Genotypic variation in resistance to Striga parasitism of maize

L. M. Mumera, F. E. Below

Research output: Contribution to journalArticlepeer-review


Because the parasitic angiosperm Striga (Striga hermonthica Del. Benth) can cause severe yield losses in tropical maize (Zea mays L.), field experiments were conducted at Kibos, Kenya, in 1989 and 1990 to assess genotypic variation in maize for Striga resistance, and to determine plant growth processes associated with this resistance. The site had a high and relatively uniform infestation of Striga, and had been followed the previous two years. One experiment evaluated vegetative and reproductive development of four common maize genotypes, while a second experiment examined reproductive development of 16 diverse maize genotypes.
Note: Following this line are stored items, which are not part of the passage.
PR #661, opened 2023-09-20
Chapter 3 scrollbar tweaks

GBKS:
This PR builds on #656 (and in turn #633).

The changes make the scroll bar vertically narrower (5px) to match the design, and adds the hover state.

I also adjusted the spacing of the container of scrollable content slightly for the same reason. 

The diff of the challenge pages look like a ton changed, but all I did was add a wrapper div to better control the layout. GitHub just thinks everything inside that wrapper has also changed. Silly GitHub.

### DIFF
--- a/content/lessons/chapter-3/coop-2.tsx
+++ b/content/lessons/chapter-3/coop-2.tsx
@@ -158,108 +158,110 @@ export default function Coop2({ lang }) {
   }, [])
 
   return (
-    <div className="fade-in flex flex-col items-center  gap-5 py-8 pl-[15px] md:pt-10 2xl:gap-8 2xl:px-[75px]">
-      <HashrateChallenge
-        totalBlocks={TOTAL_BLOCKS}
-        blockRatio={BLOCK_RATIO}
-        step={step}
-        onStepUpdate={handleStepUpdate}
-        onProtagonistUpdate={handleProtagonsitBlockUpdate}
-        onAntagonistUpdate={handleAntagonsitBlockUpdate}
-        protagonists={PROTAGONISTS}
-        antagonists={ANTAGONISTS}
-        profiles={PROFILES.map((profile, i) => (
-          <Profile
-            key={i}
-            username={profile.username}
-            avatar={profile.avatar}
-            description={profile.description}
-            className={'md:!max-w-[220px]'}
-          >
-            <Card className="flex">
-              <span
-                className={clsx('fade-in font-nunito text-[15px] font-bold', {
-                  'text-white text-opacity-25': step === 0,
-                  'fade-in text-[#EDA081]': step !== 0,
-                })}
-              >
-                Blocks found
-              </span>
-              <span
-                className={clsx(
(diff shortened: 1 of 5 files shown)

Based on seasonal counts of emerged Striga plants, infection differed by more than three-fold between the most and least susceptible genotypes, with early maturity types generally being the most resistant. This resistance was related to rapid vegetative growth and early reproductive development, which resulted in a strong ear sink before incipient competition form Striga. Weaker initial reproductive sinks and higher concentrations of non-structural carbohydrates in stalks were related to greater susceptibility of full-season genotypes. Identification or selection of Striga-resistant maize genotypes should focus on the ability of the host-plant ear sink to successfully compete with Striga for assimilates.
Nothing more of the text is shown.